麗子は自分の家が嫌いだった。


こんなに容姿端麗頭脳明晰な自分が、


どうしてこんな生活をしなくてはならないのか。


すべては貧乏が悪いのだと、日に日にその思いを強くしていた。


それでもくじけずに勉強し、


目標だった大学は特別奨学金をもらって卒業した。


だが、受験した公務員も企業も、すべて不合格・不採用だった。


成績が悪いはずはない、美貌だって自信がある。


原因があるとすれば、家庭だ。


貧乏は、私をいつまで苦しめるのだと、呪わずにはいられなかった。




黙って見ていた父親も、、さすがに見捨てておけなかったのだろう。


「ちょっと、気持ちの楽になる薬でももらってこようか。
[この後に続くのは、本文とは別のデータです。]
PR #3418, opened 2016-09-09
host : added osu.ppy.sh/ss/ expando

Dexesttp:
Allows link with the osu.ppy.sh/ss/<id> format to be displayed with expandos.

Tested with https://www.reddit.com/domain/ppy.sh.

See [this /r/Enhancement post](https://np.reddit.com/r/Enhancement/comments/51zk40/feature_request_osuppyshss_screenshots_expandos/) for the feature request.

### DIFF
--- a/lib/modules/hosts/ppy.js
+++ b/lib/modules/hosts/ppy.js
@@ -1,0 +1,13 @@
+export default {
+	moduleID: 'ppy.sh',
+	name: 'ppy.sh',
+	domains: ['ppy.sh'],
+	logo: 'https://s.ppy.sh/favicon.ico',
+	detect: ({ href }) => (/^https?:\/\/osu.ppy.sh\/ss\/(\d+)/i).exec(href),
+	async handleLink(href, [, code]) {
+		return {
+			type: 'IMAGE',
+			src: `http://osu.ppy.sh/ss/${code}`,
+		};
+	},
+};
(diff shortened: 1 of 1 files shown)


lib/modules/hosts/ppy.js
```diff
@@ -0,0 +1,13 @@
+export default {
+	moduleID: 'ppy.sh',
+	name: 'ppy.sh',
+	domains: ['ppy.sh'],
```
erikdesjardins: Can be `osu.ppy.sh` since we only care about that subdomain

lib/modules/hosts/ppy.js
```diff
@@ -0,0 +1,13 @@
...
+	logo: 'https://s.ppy.sh/favicon.ico',
+	detect: ({ href }) => (/^https?:\/\/osu.ppy.sh\/ss\/(\d+)/i).exec(href),
```
erikdesjardins: Can be simplified by looking only at the `pathname`:

```js
detect: ({ pathname }) => (/^\/ss\/(\d+)/i).exec(pathname),
```

lib/modules/hosts/ppy.js
```diff
@@ -0,0 +1,13 @@
...
+	async handleLink(href, [, code]) {
```
erikdesjardins: `async` can be removed here because nothing is `await`ed

Dexesttp:
Thanks for the quick feedback !

erikdesjardins:
LGTM; should be merged as soon as we start working on 5.1.0 (right now we're only merging bugfixes for 5.0.x)

PR #3420, opened 2016-09-11
Blank safety

honestbleeps:
for safety, let's be careful to add  rel="noopener noreferer" when we use target="_blank"


erikdesjardins:
LGTM

PR #250, opened 2020-02-21
optional bounds

sanderclaeys:
This is a PR in preparation of the data model PR, which
- updates the transformer data model in the mathematical model;
- makes all bounds optional. When `bounded=true`, it will still check whether the bounds are present in the data model; if they are not, then the bounds are not applied. This is usually checked by a method in `data.jl`, which returns a vector of `Inf` when the bound is not present, which is subsequently ignored by the new wrapper functions to set the bounds.

Also, I updated several OpenDSS case files. These use the syntax `bus1=x.1.2.3.0` for a line which has `phases=3`, i.e. only 3 conductors! Therefore, this should be `bus1=x.1.2.3`. Perhaps this works because OpenDSS silently ignores excess connections, but this is not correct.


ccoffrin:
Regarding this change,

> renames a number of bounds (rate_a->s_rating and c_rating_a->c_rating);

I think these have to remain the same so that we have consistency with the PowerModels data model.  And I would not recomend making local variable names deviate from the data model names.

sanderclaeys:
@ccoffrin, @frederikgeth We are going more and more to a current-limit first model, so I would like to make it explicit that a bound refers to power, i.e., adding 's_' to the power limits. Though I don't have a problem with making an exception for the branches because of legacy and PowerModels convention.

What about new components and bounds, i.e. current and power limits for transformers, which don't have a counterpart in PowerModels? Ideally I would drop there the a/b/c suffix, as the b/c variant is never used in our models and they are not exactly very descriptive.

ccoffrin:
I agree `s_` and `c_` are the way to go in the future.  But PM and PMD should be kept consistent until we can make those name changes at the same time (or nearly so).  For new fields in PMD there is more flexibility, however I would not recomend having conventions that are not internally consistent.  Doing a big rename all at the same time is not generally a big effort.

sanderclaeys:
@ccoffrin Okay, then I will revert to `rate_a` and `c_rating_a` for both branches and transformers, with the intention to update it all at once in the future.

test/data/opendss/test2_master.dss
```diff
@@ -15,7 +15,7 @@ New Line.L1-2 bus1=b3-1.2 bus2=b4.2 length=0.032175613 units=km Linecode=lc1
 New Line.L2 bus1=b5 bus2=b6_check-chars length=0.013516796 units=none linecode=lc/2
 New "Line.L3" phases=3 bus1=b7.1.2.3 bus2=b9.1.2.3 linecode=300 normamps=400 emergamps=600 faultrate=0.1 pctperm=20 repair=0 length=2.58
 New "Line._L4" phases=3 bus1=b8.1.2.3 bus2=b10.1.2.3 linecode=300 normamps=400 emergamps=600 faultrate=0.1 pctperm=20 repair=0 length=1.73 switch=y
-New line.l5 phases=3 bus1=_b2.1.2.3.0 bus2=b7.1.2.3.0 linecode=lc8
+New line.l5 phases=3 bus1=_b2.1.2.3 bus2=b7.1.2.3 linecode=lc8
```
pseudocubic: I would leave this one as is, it is a test for the parser itself, not a real case

test/runtests.jl
```diff
@@ -26,7 +26,7 @@ using LinearAlgebra
 pms_path = joinpath(dirname(pathof(PowerModels)), "..")
 pmd_path = joinpath(dirname(pathof(PowerModelsDistribution)), "..")
 
-ipopt_solver = with_optimizer(Ipopt.Optimizer, tol=1e-6, print_level=0)
+ipopt_solver = with_optimizer(Ipopt.Optimizer, tol=1e-7, print_level=0)
```
pseudocubic: Reason for the change in tolerance?

src/core/variable.jl
```diff
@@ -81,9 +87,11 @@ function variable_mc_voltage_imaginary(pm::_PMs.AbstractPowerModel; nw::Int=pm.c
     )
 
     if bounded
-        for (i,bus) in _PMs.ref(pm, nw, :bus), c in cnds
-            JuMP.set_lower_bound(vi[i][c], -bus["vmax"][c])
-            JuMP.set_upper_bound(vi[i][c],  bus["vmax"][c])
+        for (i,bus) in _PMs.ref(pm, nw, :bus)
+            if haskey(bus, "vmax")
+                JuMP.set_lower_bound.(vi[i], -bus["vmax"])
+                JuMP.set_upper_bound.(vi[i],  bus["vmax"])
```
pseudocubic: should we instead be using the internal `set_lower_bound` and `set_upper_bound` here?

src/core/variable.jl
```diff
@@ -60,9 +64,11 @@ function variable_mc_voltage_real(pm::_PMs.AbstractPowerModel; nw::Int=pm.cnw, b
     )
 
     if bounded
-        for (i,bus) in _PMs.ref(pm, nw, :bus), c in cnds
-            JuMP.set_lower_bound(vr[i][c], -bus["vmax"][c])
-            JuMP.set_upper_bound(vr[i][c],  bus["vmax"][c])
+        for (i,bus) in _PMs.ref(pm, nw, :bus)
+            if haskey(bus, "vmax")
+                JuMP.set_lower_bound.(vr[i], -bus["vmax"])
+                JuMP.set_upper_bound.(vr[i],  bus["vmax"])
```
pseudocubic: should we instead be using the internal `set_lower_bound` and `set_upper_bound` here?

src/core/variable.jl
```diff
@@ -150,18 +150,10 @@ function variable_mc_branch_flow_reactive(pm::_PMs.AbstractPowerModel; nw::Int=p
...
-                    JuMP.set_lower_bound(q[arc][c], flow_lb[l])
-                end
-                if !isinf(flow_ub[l])
-                    JuMP.set_upper_bound(q[arc][c], flow_ub[l])
-                end
-            end
+        for (l,i,j) in _PMs.ref(pm, nw, :arcs)
+            smax = _calc_branch_power_max(_PMs.ref(pm, nw, :branch, l), _PMs.ref(pm, nw, :bus, i))
+            JuMP.set_upper_bound.(q[(l,i,j)],  smax)
+            JuMP.set_lower_bound.(q[(l,i,j)], -smax)
```
pseudocubic: should we instead be using the internal `set_lower_bound` and `set_upper_bound` here?

src/core/variable.jl
```diff
@@ -612,14 +527,14 @@ function variable_mc_transformer_flow_reactive(pm::_PMs.AbstractPowerModel; nw::
...
-                JuMP.set_upper_bound(qt[arc][c], flow_ub[c])
-            end
+        for arc in _PMs.ref(pm, nw, :arcs_from_trans)
+            (t,i,j) = arc
+            rate_a_fr, rate_a_to = _calc_transformer_power_ub_frto(_PMs.ref(pm, nw, :transformer, t), _PMs.ref(pm, nw, :bus, i), _PMs.ref(pm, nw, :bus, j))
+
+            JuMP.set_lower_bound.(qt[(t,i,j)], -rate_a_fr)
+            JuMP.set_upper_bound.(qt[(t,i,j)],  rate_a_fr)
+            JuMP.set_lower_bound.(qt[(t,j,i)], -rate_a_fr)
+            JuMP.set_upper_bound.(qt[(t,j,i)],  rate_a_fr)
```
pseudocubic: should we instead be using the internal `set_lower_bound` and `set_upper_bound` here?

src/core/variable.jl
```diff
@@ -888,9 +803,13 @@ function variable_mc_generation_active(pm::_PMs.AbstractPowerModel; nw::Int=pm.c
...
     if bounded
-        for (i,gen) in _PMs.ref(pm, nw, :gen), c in cnds
-            JuMP.set_lower_bound(pg[i][c], gen["pmin"][c])
-            JuMP.set_upper_bound(pg[i][c], gen["pmax"][c])
+        for (i,gen) in _PMs.ref(pm, nw, :gen)
+            if haskey(gen, "pmin")
+                JuMP.set_lower_bound.(pg[i], gen["pmin"])
+            end
+            if haskey(gen, "pmax")
+                JuMP.set_upper_bound.(pg[i], gen["pmax"])
```
pseudocubic: should we instead be using the internal `set_lower_bound` and `set_upper_bound` here?

src/core/variable.jl
```diff
@@ -911,9 +830,13 @@ function variable_mc_generation_reactive(pm::_PMs.AbstractPowerModel; nw::Int=pm
...
     if bounded
-        for (i,gen) in _PMs.ref(pm, nw, :gen), c in cnds
-            JuMP.set_lower_bound(qg[i][c], gen["qmin"][c])
-            JuMP.set_upper_bound(qg[i][c], gen["qmax"][c])
+        for (i,gen) in _PMs.ref(pm, nw, :gen)
+            if haskey(gen, "qmin")
+                JuMP.set_lower_bound.(qg[i], gen["qmin"])
+            end
+            if haskey(gen, "qmax")
+                JuMP.set_upper_bound.(qg[i], gen["qmax"])
```
pseudocubic: should we instead be using the internal `set_lower_bound` and `set_upper_bound` here?

src/form/dcp.jl
```diff
@@ -81,17 +81,11 @@ function variable_mc_branch_flow_active(pm::_PMs.AbstractAPLossLessModels; nw::I
...
-                    JuMP.set_lower_bound(p[arc][cnd], flow_lb[l])
-                end
-                if !isinf(flow_ub[l])
-                    JuMP.set_upper_bound(p[arc][cnd], flow_ub[l])
-                end
+        for (l,i,j) in _PMs.ref(pm, nw, :arcs_from)
+            smax = _calc_branch_power_max(_PMs.ref(pm, nw, :branch, l), _PMs.ref(pm, nw, :bus, i))
+            if !ismissing(smax)
+                JuMP.set_upper_bound.(p[(l,i,j)],  smax)
+                JuMP.set_lower_bound.(p[(l,i,j)], -smax)
```
pseudocubic: should we instead be using the internal `set_lower_bound` and `set_upper_bound` here?

test/runtests.jl
sanderclaeys: This solved some issues I was having. Though after investigsting it more, it turned out some test from your last commit got overwritten I believe, causing the issue. 

In any case, this is not needed anymore, I removed it.

PR #254, opened 2020-03-12
Update to JuMP v0.21

ccoffrin:
@pseudocubic, what do you think about merging this now vs waiting for a fix in JuMP?

I am inclined to tag a new version that supports JuMP v0.21.


ccoffrin:
Great.  Thanks!

PR #255, opened 2020-03-30
Memento v1.0

ccoffrin:
If there are no objections, please merge and tag.


ccoffrin:
note, Memento v0.13 was tested locally and passed.

PR #258, opened 2020-04-13
Updates for PowerModels v0.16

ccoffrin:
@pseudocubic and @sanderclaeys these are the revisions that are required for PM v0.16.  Given that you will need to bump your minor version to v0.9, you might want to wait a week to see if PM v0.17 comes out (a function rename update) and put both updates into one release.

Also, in this PR I did not update to the convention of `const _PM = PowerModels` and `const _IM = InfrastructureModels`, but we might consider doing that update in the next release as well.

### DIFF
--- a/CHANGELOG.md
+++ b/CHANGELOG.md
@@ -2,6 +2,11 @@
 
 ## staged
 
+- nothing
+
+## v0.9.0
+
+- Update to PowerModels v0.16
 - Add support for Memento v0.13, v1.0
 
 ## v0.8.1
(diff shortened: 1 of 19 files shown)


sanderclaeys:
Perhaps this is a good moment to raise an issue I'm having with how PowerModels generates the core ref object. 

Once we have variable size branches, PowerModels will try to generate buspairs using the same number of conductors for all of them (as set by `:conductors`), which will break on the branches that do not have that size. 

I can hack around that by setting ':conductors' to 1, so that PM only attempts to access the first element of the branches. The buspairs are not used anywhere anymore, so for me that does not matter much. However, it would be nice to have a cleaner solution for that in the long run.

ccoffrin:
Concerning the buspairs code, once have variable size branches we can update that code to be compatible.  I suppose at the moment you don't use buspairs becouse you are not yet considering parallel branches or transformers.  Is that a reasonable use case in the future?  If so, buspairs will become useful.

pseudocubic:
I ported these changes into the data-model branch, which we are preparing for release soon

Thanks @ccoffrin !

」


と言って、町はずれの医者に連れて行った。


そこに屋敷があることは知っていた麗子だが、


医者だとは思わなかった。


そもそも看板も表札も出ていない。


「父さんの知り合いがやっていてね。」


そう言いながら、応接室のような部屋に連れて入った。




出てきた医者は、カルテに何か書きながら、


丁寧に話を聞いてくれた。


「それでは、麗子さんの希望というか、現状を打開するには、


 お金持ちになるのが、一番いいですかねぇ。


「そうです。私には私に相応しい家庭が必要です。」


「なるほど。では、私が自由に使えるお金を十分に援助してあげられますが、


 本当に後悔なさいませんか?。」


「もちろんです。


 現状が変えられるなら、お医者様と結婚したってかまいません。」


「ははは、そういう意味ではないのですが。


 わかりました。


 それでは、お嬢様のご希望をかなえてあげましょう。」


「え、本当ですか?。


 でも、お嬢様なんて、いくらなんでも早過ぎます。」


「いやいや、そんなことはないのですよ、お嬢様。」


医者はそう言うと、部屋を暗くして、


目の前にあった大型スクリーンに、ある映像を流し始めた。


何が始まるのかと呆気にとられていた麗子だが、


驚いたことに、そこに映っていたのは彼女自身だった。


「こ、これは・・・・」


画面の中の麗子は、必死に訴えていた。


あたしは自由が欲しいの。


 お金なんていらない。

 普通の家で普通に暮らして、


 自分の力で生きていきたいの。」


医者だと思っていた執事がベルを3回鳴らしたとき、


3年前、彼女は自分で催眠術をかけ、


お抱えの運転手だった、今の父さんの家に転がり込んでいったのを思い出した。


そう、私は自由が欲しかったのに・・・。